Research-0435: ADM decouple gather locality (2026-05-18)¶
Summary¶
Analysis of the adm_decouple_avx512 gather bottleneck and evaluation of two candidate acceleration strategies.
Findings¶
LUT properties¶
adm_div_lookupis declaredint32_t div_lookup[65537]incore/src/feature/integer_adm.h(line 33), populated once viapthread_once.- Size: 65 537 × 4 = 262 148 bytes ≈ 256 KB.
- Typical L1 data cache: 32–48 KB. Typical L2: 256–512 KB.
- The table fits in L2 but shares it with the frame buffer data; effective hit rate is low for the scattered gather pattern.
Index pattern¶
The three gather indices are oh + 32768, ov + 32768, od + 32768 where oh, ov, od are int16 DWT sub-band coefficients sign-extended to int32 before the shift. These values are input-dependent and are not monotone within a row.
Inspected path (in adm_decouple_avx512, lines 895–945):
__m512i oh = _mm512_cvtepi16_epi32(
_mm256_loadu_si256((__m256i *)(ref->band_h + i * stride + j)));
// ... (ov, od similarly)
// indices = oh + 32768, range [0, 65536] arbitrary scatter
__m512i oh_div = _mm512_i32gather_epi32(
_mm512_add_epi32(oh, _mm512_set1_epi32(32768)), adm_div_lookup, 4);
Approach A ruling¶
vpermd + sequential load requires that all 16 indices per vector lane fit within a contiguous 16-element window (or at most a 32-element window accessible by a 512-bit load + permute). DWT coefficients from H, V, D sub-bands can take any value in [−32768, +32767]; the expected scatter width across the 65 K-entry table far exceeds any cache-line-width window. Approach A is not viable without a structural change to the LUT layout (e.g., hash-partitioned micro-tables), which would require a scalar reference change and invalidate the bit-exact contract.
Approach B evaluation¶
Software prefetch 2 iterations ahead is standard technique for gather-heavy kernels where the index stream is known 2 iterations before the gather executes. Distance of 2 × 16 = 32 elements covers approximately 300 instructions of arithmetic between the prefetch hint and the gather — comfortably within the L2 miss latency (100–250 cycles on Zen 4 / Skylake-X).

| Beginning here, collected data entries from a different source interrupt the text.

PR #66, opened 2021-05-20
Wait for some output or process to exit after spawn.

### LINKED ISSUE #65: Tests failing after merging GH-63
Hi @marcelm ,

Unfortunatly, I noticed test are failing for merge commit https://github.com/pycompression/xopen/commit/aa45dcb12777ca196cc2ba414155ba9a8c9adbaa after enabling pbzip2.
I think the failure went unnoticed because commit https://github.com/pycompression/xopen/commit/4ff436d83c0ac00225b1d9ddbbf6544deb9f48f7 was made afterwards and this commit fails, but only for the code coverage. However, on https://github.com/pycompression/xopen/commit/aa45dcb12777ca196cc2ba414155ba9a8c9adbaa, test `test_nonexisting_file` fails: see https://github.com/pycompression/xopen/runs/2623845288

Seems like this test sometimes succeeds, while on other runs it fails. I am opening this issue to track our progress to resolve this.

DriesSchaumont:
closes #65

### DIFF
--- a/src/xopen/__init__.py
+++ b/src/xopen/__init__.py
@@ -298,7 +298,7 @@ class PipedCompressionReader(Closing):
         assert self.process.stderr is not None
         self._stderr = io.TextIOWrapper(self.process.stderr)
         self.closed = False
-        self._wait_for_output_or_exit()
+        self._wait_for_output_or_process_exit()
         self._raise_if_error()
 
     def __repr__(self):
@@ -330,7 +330,7 @@ class PipedCompressionReader(Closing):
     def __next__(self) -> AnyStr:
         return self._file.__next__()
 
-    def _wait_for_output_or_exit(self):
+    def _wait_for_output_or_process_exit(self):
         """
         Wait for the process to procude at least some output, or has exited.
         """
--- a/src/xopen/__init__.py
+++ b/src/xopen/__init__.py
@@ -345,7 +345,7 @@ class PipedCompressionReader(Closing):
             first_output = self.process.stdout.peek(1)  # type: ignore
             if first_output or self.process.poll() is not None:
                 break
-            time.sleep(0.1)
+            time.sleep(0.01)
 
     def _raise_if_error(self, check_allowed_code_and_message: bool = False,
                         stderr_message: bytes = b"") -> None:
--- a/src/xopen/__init__.py
+++ b/src/xopen/__init__.py
@@ -28,6 +28,7 @@ import signal
 import pathlib
 import subprocess
 import tempfile
+import time
 from abc import ABC, abstractmethod
 from subprocess import Popen, PIPE, DEVNULL
 from typing import Optional, TextIO, AnyStr, IO, List, Set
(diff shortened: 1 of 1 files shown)


src/xopen/__init__.py
```diff
@@ -300,11 +300,15 @@ def __init__(
         # The program may crash due to a non-existing file, internal error etc.
         # In that case we need to check. However the 'time-to-crash' differs
         # between programs. Some crash faster than others.
-        # Therefore we peek the first character(s) of stdout. Peek will block
-        # until it gets at least the amount of characters specified or EOF.
-        # This way we ensure the program has at least decompressed some output,
-        # or stopped before we continue.
-        self.process.stdout.peek(1)  # type: ignore  # stdout is io.BufferedReader if set to PIPE.
+        # Therefore we peek the first character(s) of stdout. Peek will return at
+        # least one byte of data, unless at EOF in which case we should wait for the
```
marcelm, line 304: I think this sentence is a bit misleading because the docs say that `peek()` actually returns more or fewer bytes than requested https://docs.python.org/3.8/library/io.html#io.BufferedReader.peek . Because of that, I also wonder whether it is possible that the loop that you added below doesn’t terminate (that is, if the process keeps running but `peek()` keeps returning empty output).

marcelm: Ah, see this comment in the implementation of `BZ2File.peek` https://github.com/python/cpython/blob/bb3e0c240bc60fe08d332ff5955d54197f79751c/Lib/bz2.py#L145-L155:
> Relies on the undocumented fact that BufferedReader.peek() always returns at least one byte (except at EOF), independent of the value of n

src/xopen/__init__.py
```diff
@@ -300,11 +300,15 @@ def __init__(
...
+        # program to exit. This way we ensure the program has at least decompressed
+        # some output, or stopped before we continue.
+
+        # stdout is io.BufferedReader if set to PIPE
+        first_output = self.process.stdout.peek(1)  # type: ignore
+        while not first_output and self.process.poll() is None:
+            first_output = self.process.stdout.peek(1)  # type: ignore
```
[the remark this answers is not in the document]
marcelm: Does this need to be a loop at all?

src/xopen/__init__.py
DriesSchaumont: As far as I understood from this thread: https://bugs.python.org/issue5811 Seek should return at least one byte unless at EOF, but the documentation does not mention this.

src/xopen/__init__.py
```diff
@@ -300,11 +300,15 @@ def __init__(
         # The program may crash due to a non-existing file, internal error etc.
         # In that case we need to check. However the 'time-to-crash' differs
         # between programs. Some crash faster than others.
-        # Therefore we peek the first character(s) of stdout. Peek will block
-        # until it gets at least the amount of characters specified or EOF.
-        # This way we ensure the program has at least decompressed some output,
-        # or stopped before we continue.
-        self.process.stdout.peek(1)  # type: ignore  # stdout is io.BufferedReader if set to PIPE.
+        # Therefore we peek the first character(s) of stdout. Peek will return at
```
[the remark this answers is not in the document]
DriesSchaumont: Added.

DriesSchaumont:
Adjusted code for review and added error message.

src/xopen/__init__.py
```diff
@@ -336,6 +328,25 @@ def __iter__(self):
...
+        # least one byte of data, unless the buffer is empty or at EOF. If at EOF,
+        # we should wait for the program to exit. This way we ensure the program
+        # has at least decompressed some output, or stopped before we continue.
+
+        # stdout is io.BufferedReader if set to PIPE
+        while True:
+            first_output = self.process.stdout.peek(1)  # type: ignore
+            if first_output or self.process.poll() is not None:
+                break
+            time.sleep(0.1)
```
rhpvorderman, line 348: Can you make this `0.01`? When opening lots of files 0.1 can cause a very noticable slowdown. This also goes for 0.01 but it is 10 times faster and will be enough waiting time in 95% (estimated) of the cases.

rhpvorderman:
This looks good to me. I think the waiting time should be reduced to 0.01 but that's it.

src/xopen/__init__.py
DriesSchaumont: Yeah, 0.1 seems a bit excessive. Adjusted to 0.01.

marcelm (approved):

The implementation prefetches into T1 (L2) not T0 (L1) because:
- The 48 cache lines (3 bands × 16 elements) per iteration will immediately be evicted from L1 by the dense band-buffer loads that follow.
- L2 residence is sufficient to eliminate the L3/DRAM stall.
Benchmark results (BBB 1080p, 302 frames, release build)¶
| Build | Run 1 | Run 2 | Run 3 | Run 4 | Run 5 | Run 6 | Run 7 | Run 8 | Mean |
|---|---|---|---|---|---|---|---|---|---|
| Baseline (master) | 9364 | 8670 | 9651 | 9084 | 10520 | 9593 | 9920 | 10022 | 9603 ms |
| Patched (ADR-0502) | 8747 | 8677 | 9714 | 9540 | 8974 | 9768 | 8876 | 8100 | 9049 ms |
Improvement: 554 ms / 9603 ms = −5.8 % wall time.
Bit-exactness verification¶
diff of all frame metrics across 302 frames × 15 metrics = 4 530 metric-frame pairs: max absolute difference = 0. The change is a pure memory-access-strategy change; no arithmetic path is altered.
Conclusion¶
Approach B (software prefetch, T1) is viable, ships a measured 5.8 % wall-time improvement, and preserves bit-exactness. Implemented as ADR-0502.